Hi all,

Although the Input control is commonly used for in ChIP-seq. analysis (e.g. for normalization, as background for peak calling), it seems hard to find an easily understandable description explaining how it can be properly prepared (Before sequencing) and used in later data analysis stage. When calculating ChIP enrichment of a region of interest in ChIP-qPCR experiment, the thing you need is just the relative amount of cell no. or DNA used for Input control and the IP experiment. When doing ChIP-seq., the steps are much more complex and I don't really understand what to do with the Input control.

I want to examine the average signal strength of the region(s) of interest against the background using bam files (Signal in Input control). The main question is that "Which steps in the data analysis process can take care of the differences of sequencing raw reads output between Input control and the IP sample, so that one can tell if the signal at the particular regions is higher or lower than the background?"

I ask that because I've supposed that signal strength can only be compared when the total amount of reads in the Input & IP sample are the same or had been scaled to the same. Is the normalization (e.g. RPGC: reads per genomic content; RPKM: reads per kilobase per million reads) or other steps taking care of this? Other than plotting the signal profile, do I need to do some steps to address the read no. differences before peak calling?

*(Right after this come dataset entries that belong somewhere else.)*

PR #5676, opened 2023-10-18
refactor: restrict underscore prefix in class properties

splincode:
## PR Type

- [ ] Bugfix
- [ ] Feature
- [x] Refactoring
- [ ] Tests related changes

### DIFF
--- a/projects/addon-charts/components/line-chart/line-chart.component.ts
+++ b/projects/addon-charts/components/line-chart/line-chart.component.ts
@@ -40,7 +40,7 @@ import {TuiLineChartHintDirective} from './line-chart-hint.directive';
     viewProviders: [tuiHintOptionsProvider({direction: 'top', hideDelay: 0})],
 })
 export class TuiLineChartComponent {
-    private readonly _hovered$ = new Subject<number>();
+    private readonly hover$ = new Subject<number>();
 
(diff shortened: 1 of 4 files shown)


projects/addon-charts/components/line-chart/line-chart.component.ts
```diff
@@ -40,6 +40,7 @@ import {TuiLineChartHintDirective} from './line-chart-hint.directive';
     viewProviders: [tuiHintOptionsProvider({direction: 'top', hideDelay: 0})],
 })
 export class TuiLineChartComponent {
+    // eslint-disable-next-line @typescript-eslint/naming-convention
     private readonly _hovered$ = new Subject<number>();
```
waterplea, line 44: It's a private property, you can just rename it to something like `hover$`

waterplea (approved):

projects/addon-charts/components/line-chart/line-chart.component.ts
splincode: But this class already has `get hover$`

splincode: fixed

nsbarsukov (approved):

Another thing is that, is it normal to get different no. of sequencing Raw Reads (e.g. I've got 50% for the largest different among my samples) even same amount of DNA Seq. libraries had been subjected to sequencing?

Thanks very much!!

Kylie (Beginner of NGS)

how [input control] can be properly prepared (before sequencing) ?

This is extremely simple: prepare the chromatin for your IPs, and just before the IP step, save a small fraction of chromatin. This is your input. Then treat the IP and input samples together for the decrosslink, RNAse/proteinase treatment and library preparation. For the library prep, you will usually start with the same amount of DNA from the IP and input. As you said, that makes you loose the proportionality between IP and input relative to the number of cells, so you can not do the classical IP/input ratio that is done with ChIP-qPCR.

Which steps in the data analysis process can take care of the differences of sequencing raw reads output between Input control and the IP sample, so that one can tell if the signal at the particular regions is higher or lower than the background?"

• You can NOT simply divide or substract the IP signal by the input signal in this case
• One of the most used peak caller (also quite old) that takes input into account is MACS. Note that MACS (and most peak callers) also take care of differences in library size.

Is it normal to get different no. of sequencing Raw Reads even when the same amount of DNA Seq. libraries had been subjected to sequencing?

Its not rare to have such differences. This could be due to quantification/pipeting errors. Also big DNA fragments in your samples can mess up DNA quantification because they will be measured (with the QUBIT or bioanalyzer), but are not going do be sequenced efficiently.